Rossland Radio Co-op hoping to decrease operating costs

Rossland Radio Co-op (RRC) is hoping the city can grant it a reduction in operating costs by way of rent reduction.

Marty Cancilla

Rossland Radio Co-op (RRC) is hoping the city can help it lower its operating costs by way of reducing the rent they pay to the city.

Representatives of the co-op packed into council chambers to show support at Monday’s council meeting, with Marty Cancilla, director making the case for the decrease in rent.

“Unfortunately, (RRC) is an operation, and our operation costs add up month by month, which makes it difficult to do a lot of other things,” Cancilla said. “Mainly pay for equipment and spend time on the quality of our operation and other aspects.”

He said that as for grant money, it is difficult for an operation such as RRC to secure. They do receive some grant money, but securing the money for the payment of rent is especially difficult for them.

“Basically all of our efforts and all the money that we make are going into paying our rent, our phone book bill, our insurance, our licensing fees with SOCAN and other operational costs,” he said.

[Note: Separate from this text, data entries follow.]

PR #251, opened 2022-03-23
Change of Name Refactors: Corrections/Alterations/Change Filings

cameron-freshworks:
*Issue #:* /bcgov/entity#11501

*Description of changes:*
* Updated resource files to include name change options
* UI refactors to support change of name for Firms
* Confirm Dialog version update and refactors for reusability
* Updated Validations
* Updated flow for invalid name request types
* Updated unit testing


package.json
```diff
@@ -17,14 +17,14 @@
     "@bcrs-shared-components/action-chip": "1.0.6",
     "@bcrs-shared-components/bread-crumb": "1.0.1",
     "@bcrs-shared-components/certify": "1.0.18",
-    "@bcrs-shared-components/confirm-dialog": "1.0.1",
-    "@bcrs-shared-components/contact-info": "1.0.29",
+    "@bcrs-shared-components/confirm-dialog": "1.0.3",
```
severinbeauvais, line 20: Should this be v1.1.0 ?

package.json
```diff
@@ -17,14 +17,14 @@
...
+    "@bcrs-shared-components/contact-info": "1.0.31",
```
severinbeauvais, line 21: Should this be v1.1.2 ?

src/mixins/name-request-mixin.ts
```diff
@@ -131,4 +122,14 @@ export default class NameRequestMixin extends Mixins(DateMixin, LegalApiMixin) {
...
+
+  /** Map Nr specific types to Lear recognized entity types. */
+  mapNameRequestType (nrType: CorpTypeCd): CorpTypeCd {
+    switch (nrType) {
+      case CorpTypeCd.BC_COMPANY: return CorpTypeCd.BENEFIT_COMPANY
+      case CorpTypeCd.BC_CORPORATION: return CorpTypeCd.BC_COMPANY
+      case CorpTypeCd.NR_SOLE_PROP: return CorpTypeCd.SOLE_PROP
+      default: return nrType
+    }
+  }
```
vysakh-menon-aot, line 134: I am not sure about this. @severinbeauvais did we not changed the approach to use legalType instead of entity_type_cd.

src/App.vue
```diff
@@ -765,6 +765,25 @@ export default class App extends Mixins(AuthApiMixin, CommonMixin, DateMixin, Fi
 
     this.setIsSaving(false)
   }
+
+  /**
+   * Helper to show the confirm dialogs.
+   * @param title The title content in dialog header
+   * @param message The content body
+   * @param action The action label
+   * @param cancel The cancel label
```
severinbeauvais, line 774: Clever boy!

I'm going to copy some of what you're done here. Just a couple of changes:
1. rename `action` to `yes`
2. rename `cancel` to `no`
3. use `no` option instead of cancel (which resolves the promise as False instead of rejecting it); subtle difference

severinbeauvais: (*) resolving to False means the result of open() below is false, whereas rejecting means to throw an error, which the catch() handles

severinbeauvais: (**) No is a valid negative action, where Cancel is "not an action".

If the dialog supported pressing Esc to close it, or a top-right "X" button, then that would be cancel.

src/App.vue
```diff
@@ -428,6 +428,11 @@ export default class App extends Mixins(AuthApiMixin, CommonMixin, DateMixin, Fi
       this.goToDashboard()
     })
 
+    // listen to confirm events
+    this.$root.$on('confirm-dialog', (title, message, action) => {
+      this.showConfirmDialog(title, message, action)
+    })
```
severinbeauvais, line 434: I like the idea here but the calling code can't wait for the result of the confirm dialog. Is this more of an "acknowledgement dialog" then?

I suggest renaming this or moving the dialog to the component that uses it.

src/components/common/YourCompany/YourCompany.vue
```diff
@@ -152,9 +152,7 @@
       <!-- Name Request Applicant -->
       <v-row no-gutters v-if="(isAlterationFiling || isChangeFiling) && hasNewNr" class="sub-section">
         <v-col cols="3">
-          <v-layout column>
-            <label><strong>Name Request Applicant</strong></label>
-          </v-layout>
+          <label class="pr-4"><strong>Name Request Applicant</strong></label>
```
severinbeauvais, line 155: Check whether we have base CSS to make all labels bold. If not, I know a lot of components have local CSS to do so.

I think we should move towards global CSS for this if we don't it already. (I can't think of when labels wouldn't be bold.)

src/mixins/common-mixin.ts
```diff
@@ -128,15 +128,6 @@ export default class CommonMixin extends Vue {
     }
   }
 
-  /**
-   * Checks if the specified entity type matches the current entity's type.
-   * @param entityType the entity type to check
-   * @return True if the check passes, else False
-   */
-  entityFilter (entityType: CorpTypeCd): boolean {
```
severinbeauvais, line 136: Good riddance :)

src/App.vue
severinbeauvais: ...Meanwhile, in a few cases in Create UI, I'm naming the No button "Cancel" 🙄 But semantically this is correct: the user is selecting a valid negative action instead of dismissing (canceling) the dialog.

Functionally this makes no difference, but it's more correct FWIW.

package.json
cameron-freshworks: Doh, yes to this and the Q below 👍 
Updated!

package.json
cameron-freshworks: Updated!

src/mixins/name-request-mixin.ts
cameron-freshworks: Oh nice! 
Will look into this, thank you :)

src/App.vue
cameron-freshworks: Thanks! 
Sounds good, will update

src/App.vue
cameron-freshworks: You are right, in this scenario it is more of an acknowledgement. 
However, i did want to get away from having multiple instances of this confirm dialog and i think it still fits this purpose. 

Long term, i want to remove all instances and refs of the confirm dialog in this app, and just utilize the singular instance on the root level.

src/components/common/YourCompany/YourCompany.vue
cameron-freshworks: Will look! 👁️

src/mixins/common-mixin.ts
cameron-freshworks: hahaha
👋

src/App.vue
severinbeauvais: Yes, I like the idea, but I don't think calling code can ever wait for this dialog and get a result. Events are async.

cameron-freshworks: You are probably right. 
Will look into this, if there isn't a relatively elegant solution, will remove and relocate locally into the component :)

src/mixins/name-request-mixin.ts
cameron-freshworks: After looking into this, the `legalType` in the nr response doesn't exactly match up with what lear would expect. 

For example, a change of name Sole Prop NR comes back as `CSP` and for General Partners `CGP`. Our system recognizes these types as `SP` and `GP`.

TLDR: some mapping is still going to be required, which property is the best to map i'm not sure so unless the old property is going to become deprecated, i think i will leave this mapping?

severinbeauvais: That's weird. I'm using a NR to create a sole prop and it's coming across as SP:

image

CSP = CHANGE of SP ?

vysakh-menon-aot: Yeah CSP and CGP

cameron-freshworks: After a discussion offline, we found a solution. Will update when api changes have been implemented! 🔥

src/components/common/YourCompany/YourCompany.vue
cameron-freshworks: Labels were already `bolded`. 
This was redundant! Removed

src/App.vue
cameron-freshworks: I tried a state approach but didn't like it. Reverted changes. 
Looking at the Mixin approach now 👀

vysakh-menon-aot (approved):

src/interfaces/correction-interfaces/correct-name-interface.ts
```diff
@@ -19,6 +19,7 @@ export interface NrCorrectionIF {
 }
 
 export interface NrResponseIF {
```
severinbeauvais, line 21: At some point we should commonize/share the NR IFs.

Create UI uses type "any" for the NR API response and then maps it to this:
https://github.com/bcgov/business-create-ui/blob/main/src/interfaces/store-interfaces/state-interfaces/name-request-interface.ts

... here:
https://github.com/bcgov/business-create-ui/blob/main/src/mixins/name-request-mixin.ts#L17

🤷‍♂️

src/components/common/YourCompany/CompanyName/CorrectNameRequest.vue
```diff
@@ -138,36 +145,42 @@ export default class CorrectNameRequest extends Mixins(CommonMixin, NameRequestM
...
+        if (this.getEntityType !== nr.legalType) {
+          // Invalid NR type, inform parent the process is done and prompt confirm dialog
+          this.emitDone()
+
+          const dialogContent = `<p class="info-text">This ${this.getCorpTypeDescription(nr.entity_type_cd)} ` +
+            `Name Request does not match the current business type ` +
+            `<b>${this.getCorpTypeDescription(this.getEntityType)}</b>.\n\n` +
+            `The Name Request type must match the business type before you can continue.</p>`
+
+          this.$root.$emit(
```
severinbeauvais, line 174: Since this call is not async (we don't wait for it), what is the next thing the user sees, and what are their options?

src/interfaces/correction-interfaces/correct-name-interface.ts
severinbeauvais: ^^ not an action or request to change

Just something to keep in mind for sooner or later.

src/App.vue
```diff
@@ -765,6 +765,23 @@ export default class App extends Mixins(AuthApiMixin, CommonMixin, DateMixin, Fi
...
+   * @param yes The YES action label
+   * @param no The NO cancel label
+   * */
+  async showConfirmDialog (title: string, message: string, yes: string, no: string = null): Promise<any> {
+    return this.$refs.confirm.open(title, message, {
+      width: '45rem',
+      persistent: true,
+      yes: yes,
+      no: null,
+      cancel: no
```
severinbeauvais, line 782: Do you think it makes more sense to make no=no and leave cancel for the case where the user dismisses the dialog? (I think Esc does work to dismiss the dialog, and will reject the promise, ie, throw an exception here.)

src/App.vue
```diff
@@ -765,6 +765,23 @@ export default class App extends Mixins(AuthApiMixin, CommonMixin, DateMixin, Fi
...
+
+  /**
+   * Helper to show the confirm dialogs.
+   * @param title The title content in dialog header
+   * @param message The content body
+   * @param yes The YES action label
+   * @param no The NO cancel label
+   * */
+  async showConfirmDialog (title: string, message: string, yes: string, no: string = null): Promise<any> {
+    return this.$refs.confirm.open(title, message, {
```
severinbeauvais, line 777: Check your interface for ConfirmDialogType -- it should return boolean.

src/App.vue
cameron-freshworks: Sorry, absolutely. this is was a mistake when i was reverting some testing i was doing with regards to globalizing the Confirm Dialog.

src/interfaces/correction-interfaces/correct-name-interface.ts
cameron-freshworks: Absolutely, i imagine this is quite a common request response!

severinbeauvais: In Create UI this is NOT the request response. It's the local object.

Actually, we do have a shared IF for this:
https://github.com/bcgov/bcrs-shared-components/blob/main/src/interfaces/nameRequest-interface.ts

Ultimately we should have an IF (schema) for the API response -- the raw NR JSON.

cameron-freshworks:
> I think it's OK.
> 
> But I don't think you'll be able to use your `confirm-dialog` event since that displays a dialog that we don't wait for (which is usually the whole point of a dialog).

Current implementation works only because it's a confirmation. 
It's more of a notification to the user the type mismatched, and prompts them to close the dialog. 
Locally where the dialog is called, it's stops the process and returns the user to the NR form. 

You are right though, im still working at trying to globalize the confirmation dialog, if not, will relocate locally to the Component.

src/App.vue
cameron-freshworks: Yep sorry, i was reverting changes here in order to push up the other commits for PR comments. 
Still wip

severinbeauvais:
> ... im still working at trying to globalize the confirmation dialog, if not, will relocate locally to the Component.

I totally agree with this. I hope the first way works; if not then the second way is fine.

src/App.vue
cameron-freshworks: Fixed!

src/App.vue
cameron-freshworks: Fixed!

src/components/common/YourCompany/CompanyName/CorrectNameRequest.vue
cameron-freshworks: There only option here is 'OK' 
So no options really 😆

The other operational cost they are hoping they can face is hiring some more staff.

“However it’s hard to do,” he said. “Volunteers that sign up at the Rossland Radio Co-op, they would like to work at a radio station and work at a radio show. They don’t want to spend all of their volunteer hours hosting fundraising events and raising cash.”

That cash is then only used to keep the RRC’s head above the water.

Cancilla said the building is now being well-used and is in line with the Official Community Plan.

The RRC shares the building with the Rossland Food Bank and Rossland and District Search and Rescue, neither of which are forced to pay rent, he said.

Cancilla brought up the case of Salmo’s community radio station, which pays only $1 a year for their rent to the city.

“I believe that this is an operation that’s worth subsidizing with some tax dollars,” he said.

The location at 1807 Columbia Avenue is the third location RRC has been at.

“The first location where we started as a little grass-roots non-profit co-operative was on Second at the K2 contracting building,” Cancilla said. At that location they didn’t pay any rent, which he said helped RRC to acquire new equipment and to spend time to recruit volunteers.

The second home of the RRC was the United Church, where they paid based on quarterly operating costs.

That helped as well to allow them to afford new equipment and renovations.

But access and easement problems lead them to seek out their third and current location at the Rotary Health building.

The subject will be discussed in council next meeting.